Overall, the purpose of this project is to separate the implementation of infrastructure as code from its presentation to users, by packaging infracode as a Docker container that implements a standard set of commands (based on terraform subcommands) in its entrypoint script.

This repo contains templates and examples. Happy infracoding!

How to run the demos

The demos are based on Azure.
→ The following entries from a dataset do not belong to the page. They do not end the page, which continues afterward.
PR #2586, opened 2025-09-01
Define macro fingerprint callback interface

maciektr:
Change proc macro post process callback into an enum

Define fingerprint callback interface for procedural macro instances

Add macro for defining fingeprint callbacks

PR #2587, opened 2025-09-01
Use macro defined fingerprint in digest calculation

maciektr:
Move proc macro repository access to a trait

Use macro defined fingerprint in digest calculation

Add a test case

### DIFF
--- a/scarb/tests/incremental.rs
+++ b/scarb/tests/incremental.rs
@@ -461,6 +461,114 @@ fn snforge_scarb_plugin_nondeterminism_hack() {
     assert_ne!(digest(hello_component_id.as_str()), hello_digest);
 }
 
+#[test]
+fn fingerprint_callback_can_force_recompilation() {
+    let cache_dir = TempDir::new().unwrap().child("c");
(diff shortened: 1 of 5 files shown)


maciektr:

- #2586
    - #2587 ◀

scarb/tests/incremental.rs
```diff
@@ -461,6 +461,114 @@ fn snforge_scarb_plugin_nondeterminism_hack() {
...
+        #[fingerprint]
+        fn some_value() -> u64 {
+            12
+        }
+
+        #[fingerprint]
+        fn env_hash() -> u64 {
+            let mut hasher = xxhash_rust::xxh3::Xxh3::default();
+            std::env::var("TEST_ENV").unwrap().hash(&mut hasher);
+            hasher.finish()
```
mkaput: I think you can shave some seconds from this test execution time by not depending on xxhash and LLM-rolling your custom hash function instead

maciektr: a4vof9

You can get a Free Trial subscription (roughly equivalent to an AWS account) from https://portal.azure.com which will be sufficient for this demo.

Prerequisites

  • This guide assumes that:
    • you have an Azure subscription where you are Owner and
    • you have the ability to create service principals in the subscription's AAD tenant
      • A service principal is used for now, but the plan is to implement a mechanism where you can mount your az login credentials when running locally, and use service principals in production
  • You will need the following software:
    • docker
    • make

Prepare target environment and credentials

  • Create a service principal (if you don't already have one) and stash its credentials:
$ az ad sp create-for-rbac -n icdemo > credentials.json
  • NOTE: by default the service principal will get Owner on the subscription, which will allow it to do things later.
  • Create a resource group for the demo
$ az group create --location australiaeast --name icdemo
  • Create a state bucket (a storage account and blob container for storing Terraform state files):
$ az storage account create -g icdemo -n someuniquenamenottoolong
$ az storage container create --account-name someuniquenamenottoolong --name tfstate
  • Create a file backend.json and fill in the values:
{
  "type": "azurerm",
  "resource_group_name": "icdemo",
  "storage_account_name": "someuniquenamenottoolong",
  "container": "tfstate",
  "key": "icdemo.tfstate"
}

Run the demo

  • Build an infracontainer Docker image from a module, in this case the resource-group module:
$ make MODULE=resource-group
  • Prepare an inputs.json to configure an instance of the module:

  "resource_group_name": "coolgroup",
  "azure_location": "australiaeast"
}
  • Tets the infracontainer with Docker by viewing the help message:
$ docker run -it \
-v "$PWD"/../credentials.json:/in/credentials.json \
-v "$PWD"/sample-resource-group-backend.json:/in/backend.json \
-v "$PWD"/sample-resource-group-inputs.json:/in/inputs.json \
-v "$PWD"/demo-output:/out \
az_resource-group:0.01
  • Run the infracontainer to deploy the infrastructure:
$ docker run -it \
-v "$PWD"/../credentials.json:/in/credentials.json \
-v "$PWD"/sample-resource-group-backend.json:/in/backend.json \
-v "$PWD"/sample-resource-group-inputs.json:/in/inputs.json \
-v "$PWD"/demo-output:/out \
az_resource-group:0.01 create
  • Note how the configuration files (credentials.json, backend.json and inputs.json) are bind-mounted, as well as a directory for the infracontainer's output to be written.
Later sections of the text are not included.